Security in your Home

This is part one of a series.

We’re going to discuss using a layered approach to improving the security of your home. Using a layered approach provides two primary benefits. First, it makes your home too much work for the “casual” burglar. Most burglars will take the path of least resistance. Multiple layers of security remove your home from that path. Second, each layer adds to your reaction time, either by warning you of an intrusion, or slowing down your intruder. This gives you time to get your family to safety and call 911. Every second counts.

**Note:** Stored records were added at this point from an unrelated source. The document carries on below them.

PR #678, opened 2023-12-09
fix(Rect): fixes underflow in the `Rect::intersection` method

Valentin271:
From @bugnano in #677

> The `Rect.intersection` method contained the simple `-` operator, which panics on underflow.
> This is strange, as all the other methods in `Rect` use `saturating_add` and `saturating_sub`.
> So I changed the `-` operation to a `saturating_sub`, so that `Rect.intersection` never panics.

With a signed commit and a unit test.

### DIFF
--- a/src/layout/rect.rs
+++ b/src/layout/rect.rs
@@ -155,8 +155,8 @@ impl Rect {
         Rect {
             x: x1,
             y: y1,
-            width: x2 - x1,
-            height: y2 - y1,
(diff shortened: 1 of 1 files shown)


orhun (approved):

orhun:
Not sure if we need more unit tests for this, let's wait for review from other maintainers.

joshka (approved):
Seems like enough tests to me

Before we get into the options for home security, I want to define layers, in the context of security. A security layer is anything that provides notice of intrusion, or anything that slows or prevents said intrusion. In plain English, if it slows down an intruder, or convinces an intruder to go elsewhere, or alerts you to an intruder's presence, we’ll consider it a security layer. These layers can be anything from the streetlight on the corner eliminating shadows in our yards, to the monitored alarm systems with sensors on every possible entrance to our houses, to the family dog. Our goal is to convince the intruder to seek easier prey, or failing that, to slow them down enough that we can get to safety and wait for the police without fearing for our lives. We’ll be approaching the layers in the same manner as an intruder, from the outside in.

The first layer an intruder will encounter is an intangible that will never be noticed. This is the most important element in any security system. I’m talking about planning and awareness. The best security system in the world will accomplish nothing if you don’t get it installed before there is an incident or if you don’t know what to do when it is activated. The loudest alarm won’t help if you’re not paying attention when is shrieks.

Plan ahead. Get the alarm installed before you need it. Trim your bushes back, reinforce your front door, and most importantly, develop a plan of action for you and your family. Have a plan of action for your family in the case of a home invasion/hot burglary, much like you would for a fire. Conduct “Invasion Drills” as often as you would conduct Fire Drills. Everybody in the family should know what to do and where to go in the event of a home invasion.

Be alert. If your dog barks, investigate the bark. That’s why you have a dog. If your security lights turn on, look out the window and find out what caused it. Lock your doors and windows if you know you’re going to be less aware for a time. That means lock the door when you take a nap or a shower, or when you will be listening to loud music. Many people let down their guard at home, assuming nothing bad can happen there, that nothing bad can happen during the day. This is simply not true. If you are aware of what is going on around you, you are much less likely to be victimized. I’m not suggesting constant hyper-vigilance 24 hours per day. People need downtime to relax. I am, however, strongly suggesting you take basic precautions before you unwind.

Next time, we will discuss lighting.

Cross-posted here and here.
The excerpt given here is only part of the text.